In August, Tammaro found out along with the rest of the community that Homes for the Homeless had made an arrangement with city hall to move migrants into Island Shores.
The facility was one of 200 buildings converted into emergency shelters to house some of the 130,000 migrants that landed in New York City after crossing the southern border since October 2022.
The influx of asylum seekers has stretched the city's budget and many of its services to their limits, with Mayor Eric Adams saying they are in "a desperate environment" during his trip to Mexico in October. And with 10,000 new refugees entering the city each month, he said there is "no end" in sight.
In September, 15 asylum-seeking families moved into the Island Shores. As the news spread, hundreds of protesters gathered outside the facility, and 10 people were arrested for trying to block a bus with migrants from reaching the building, according to law enforcement.
"I don't understand it at all. It's not fair to anybody," Annunziata said. "These migrants, they're getting everything. They're getting everything and I can't get nothing for [Tammaro]. It angers me."

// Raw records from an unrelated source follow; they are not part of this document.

PR #3690, opened 2026-07-06
fix(lightspeed): disable model selector during active chat sessions

its-mitesh-kumar:
## Summary

Fixes [RHDHBUGS-3313](https://redhat.atlassian.net/browse/RHDHBUGS-3313)

**Bug**: Switching the model in an active conversation incorrectly opens a new chat instead of staying in the current session.

**Root cause**: The model selector's `onSelect` handler in `LightSpeedChat.tsx` unconditionally called `onNewChat()`, creating a new conversation every time the model was changed — even mid-conversation.

**Fix**:

* Disable the model selector once a chat session has messages (`messages.length > 0`)
* Show a localized tooltip explaining why: _"Each chat session supports only one model. To switch models, open a new chat."_
* Remove the spurious `onNewChat()` call from the model selector's `onSelect` handler
* Move the attach file (+) button to the left-most position in the message bar for better UX
* Remove redundant `isModelSelectorDisabled` prop from the header model selector (it is already hidden via `hideModelSelector`)

## UI after changes

https://github.com/user-attachments/assets/d07dcd2f-1d73-40ff-88a6-1986f0ab68e0

## Test plan

* `yarn tsc:full` passes with no errors
* `yarn build` passes
* Manual verification: open Intelligent Assistant, send a message, confirm model selector is disabled with tooltip
* Manual verification: start a new chat, confirm model selector is enabled again
* Manual verification: confirm attach (+) button appears at the left-most position in the message bar


its-mitesh-kumar:
Cc: @HusneShabbir if you get time please check if atleast functionality is working properly. As it is first pr by `bug-fix` skill.

HusneShabbir (commented):
@its-mitesh-kumar  I agree that this is an edge-case scenario, but I think it's worth addressing as well.

Image

When the model dropdown is open and a message is sent, it's still possible to change the model mid-conversation. Please refer to the recording below.

It would be great if we could handle this case too and prevent the model from being changed while a conversation is in progress.

cc: @karthikjeeyar / @rohitkrai03 

https://github.com/user-attachments/assets/3c22aae7-f24a-4a32-8498-3828eb3940cb

its-mitesh-kumar:
> @its-mitesh-kumar I agree that this is an edge-case scenario, but I think it's worth addressing as well.
> 
> Image
> When the model dropdown is open and a message is sent, it's still possible to change the model mid-conversation. Please refer to the recording below.
> 
> It would be great if we could handle this case too and prevent the model from being changed while a conversation is in progress.
> 
> cc: @karthikjeeyar / @rohitkrai03
> 
>  Screen.Recording.2026-07-06.at.8.37.29.PM.mov

@HusneShabbir Now you can see as soon as user press `Enter` or `Send` button, Dropdown is closed.

tobiastal:
LGTM
cc @its-mitesh-kumar

HusneShabbir (commented):
Still able to reproduce the issue, PTAL

https://github.com/user-attachments/assets/a9687ceb-eb4c-4f3b-9ee9-65727822a90e

its-mitesh-kumar:
> * prop from the header model selector (it is already hidden via `hideModelSelector`)

Fixed now, also added e2e for the same.

workspaces/intelligent-assistant/plugins/intelligent-assistant/src/components/MessageBarModelSelector.tsx
```diff
@@ -121,4 +130,14 @@ export const MessageBarModelSelector = ({
       </DropdownList>
     </Dropdown>
   );
```
ciiay, line 133: Thanks for addressing the open-dropdown edge case in d634de2 — closing on disabled via `useEffect` is a good step.

One remaining concern: `useEffect` runs after paint, so while `isOpen` is still `true` the menu items can remain clickable for a frame (or longer if the effect is delayed). Could we close the menu synchronously and also guard `onSelect`?

```suggestion
const dropdown = (
  <Dropdown
    className={classes.dropdown}
    isOpen={isOpen && !disabled}
    onSelect={(_e, value) => {
      if (disabled) return;
      onSelect(value as string);
      setIsOpen(false);
    }}
    onOpenChange={open => setIsOpen(open)}
    popperProps={{ position: 'left' }}
    shouldFocusToggleOnSelect
    shouldFocusFirstItemOnOpen={false}
    toggle={toggle}
    isScrollable={models.length > 10}
    maxMenuHeight={models.length > 10 ? '240px' : undefined}
  >
    <DropdownList>
      {models.map(model => (
        <DropdownItem
          value={model.value}
          key={model.value}
          isSelected={selectedModel === model.value}
        >
          {model.label}
        </DropdownItem>
      ))}
    </DropdownList>
  </Dropdown>
);
```

With `isOpen={isOpen && !disabled}`, the menu collapses on the same render that disables the selector (e.g. right when Send/Enter sets `isSendButtonDisabled`), so the race Shabbir hit should be closed more reliably. The `useEffect` can then be removed as redundant, or kept as a belt-and-suspenders cleanup.

Once the open-dropdown → send → select-model flow on the updated change is re-verified by @HusneShabbir , I'm good with merging it.

its-mitesh-kumar: @ciiay Good point. Addressed it.

HusneShabbir (approved):
/lgtm, Thanks for fixing this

She said she’s struggled to get help for her father. His insurance rejected any long-term request for care.
"I can’t even get him an aide. I only could get him an aide for 30 days and then they cancel it," Annunziata told Fox News. "So what, he has to pay for it then?"
"Meanwhile, [migrants] get everything. And he's not entitled to anything," she added
After the "horrible experience," Tammaro has settled with his daughter, only a few minutes away from his old home, which is now called the Midland Beach Migrant Center.
"I felt bitter at the beginning," Tammaro told Fox News. "But I'm satisfied where I am now."
"I was satisfied where I was until they threw me out," he added. "But making the best of a bad situation, that's what we're doing."
Annunziata remains angry about how her father was treated.
"They're worried about the migrants more than they're worried about the U.S. citizens," she said.
Homes for the Homeless declined to comment.